Тихон выждал время, всё расспросил у ключника и попросил привести старца в келью. Он часто так делал, приглашая для бесед разных людей, волею случая оказавшихся в монастыре: угощал, интересовался жизнью. Встречи ждал нетерпеливо и трепетно: что же стало со старшим братом? Где носило его время? Он уже не сомневался, что брат его и есть тот самый старец Иоанн, к которому тянутся раскольники и колеблющиеся для укрепления духа и воли, на которого объявили охоту и церковь, и власти. Стоял пред иконой на коленях и молил: «Господи, поддержи и укрепи меня! Дай свидеться с братом, единственной родной кровинкой. Не дай предать Тебя перед выбором крови и веры. Поддержи и укрепи силой Твоей веру мою. Во имя Отца и Сына и Святаго Духа. Аминь».

Стук в дверь прервал его молитву. Игумен поднялся на ноги, запустил гостей в келью, выпроводил ключника, закрыл дверь и уж потом произнёс:

– Проходи, Иван. Наконец-то мы с тобой свиделись.

Прямой взгляд, родной, любящий и бездонный, пронзил игумена:

– Я рад встретиться с тобой, Тиша. Ты многого достиг. Игумен… Но сомнения могут сгубить тебя. Нам с тобой придётся долго говорить о Божьем деле. Быть может, и поймём друг друга? Помнишь, тятя всегда тебе благоволил и хотел, чтобы ты был в церкви. А как мама любила тебя!

Иван замолчал, сделал шаг, став напротив игумена, и неожиданно крепко сверху, как в детстве, сжал его в своих объятиях:

– Здравствуй, брат. Как долго ждал я этой встречи с тобой.

Тихона внезапно накрыла пелена радости и отчаяния. Он склонился на плечо старшего брата, прижался к нему, как в детстве, словно к отцу, и забылся на время.

Беседовали всю ночь, а на рассвете, загнав коней, примчался гонец из Тайного приказа с требованиями препроводить старца-раскольника Иоанна в Преображенское, в подвалы. Когда об этом принесли весть в келью игумена Тихона, гость тоже услышал её из-за шторки скрытой комнаты.

Проводив гонца, Тихон на минуту задумался: «Обязанности монастырского начальника понуждают меня содействовать исполнению указания. И я буду содействовать, но исполнители – государевы служивые люди…»

– Что, игумен, задумался? – неожиданно раздался голос брата из потайной комнаты.

– Нет, брат, мне и задумываться нечего… – После небольшой паузы добавил: – Я не Каин и не Иуда. Прощай, оставляю тебя в келье. Думаю, ты помнишь наши детские пряталки? Дай Боже, ещё свидимся. – И поспешно покинул келью.

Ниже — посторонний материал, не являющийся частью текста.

PR #1564, opened 2025-01-16
CMS-542: Accessibility updates and fixes

ayumi-oxd:
### Jira Ticket:
CMS-485
CMS-542
CMS-548
CMS-549
CMS-550
CMS-554
CMS-643

### Description:
- CMS-485: Add menuitem role to megamenu back button
- CMS-542: Add separation between urgency icon and advisory title
- CMS-548: Skip reading urgency icon label on active advisories page
- CMS-549: Add visually hidden link type to contact link
  - It depends on how you guide the VO, but the VO could read only static text, not `aria-label`. Add visually hidden static text in case the VO doesn't read `aria-label`
- CMS-550: Adjust heading level on list pages
- CMS-554: Update status message in typeahead fields
  - VO reads the status message if there's no match, but it doesn't read full text "No match. Please check your spelling." 🤔
- CMS-643: Add aria-hidden to expandable html content
  - VoiceOver reads the content after users click the "Show more" button

### DIFF
--- a/src/gatsby/src/components/park/contact.js
+++ b/src/gatsby/src/components/park/contact.js
@@ -61,7 +61,7 @@ export const ParkContact = ({ contact }) => {
                 href={`${getPrefix(link.contactType)}${link.contactUrl}`}
                 aria-label={`${link.contactType}: ${link.contactText}`}
               >
-                {link.contactText}
+                <span className="visually-hidden">{link.contactType}: </span>{link.contactText}
               </a>
               :
               link.contactText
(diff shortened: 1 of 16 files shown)


src/gatsby/src/components/park/contact.js
```diff
@@ -108,11 +108,15 @@ export default function Contact({ contact, parkContacts, operations }) {
                     </p>
                     <p>
                       <FontAwesome icon="phone" />
-                      <a href="tel:+18006899025" aria-label="Phone number: 1-800-689-9025">1-800-689-9025</a> (toll-free from Canada or the US)
+                      <a href="tel:+18006899025" aria-label="Phone number: 1-800-689-9025">
+                        <span className="visually-hidden">Phone number: </span>1-800-689-9025
+                      </a> (toll-free from Canada or the US)
```
duncan-oxd, line 113: Is the aria-label still necessary if the inner text of the tag says the same thing now? (I'm not sure how that works. Will screen readers read it twice?).

duncan-oxd (approved):
Looks good! I had a question about those blocks with aria labels that match their content, but you can merge if that's not an issue 👍

src/gatsby/src/components/park/contact.js
ayumi-oxd: Good catch! It doesn't read twice because `aria-label` is usually prioritized and ignores elements inside `<a>`, but I agree we don't have to have it since we have the inner text and it works for most cases.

С той встречи прошло более десятка лет, и сейчас, при виде уходившего обоза, воспоминания всколыхнули игумена: «Да, нужно смириться с расколом, быть терпимым. Всё делается по воле Божьей. Пора прекращать церковные распри. Нельзя принуждать подобного по плоти и крови быть подобным душой, духом и верой. А сколько на земле разных язычников и иноверцев? Разве всех их переделаешь под себя? Господь не позволит этого».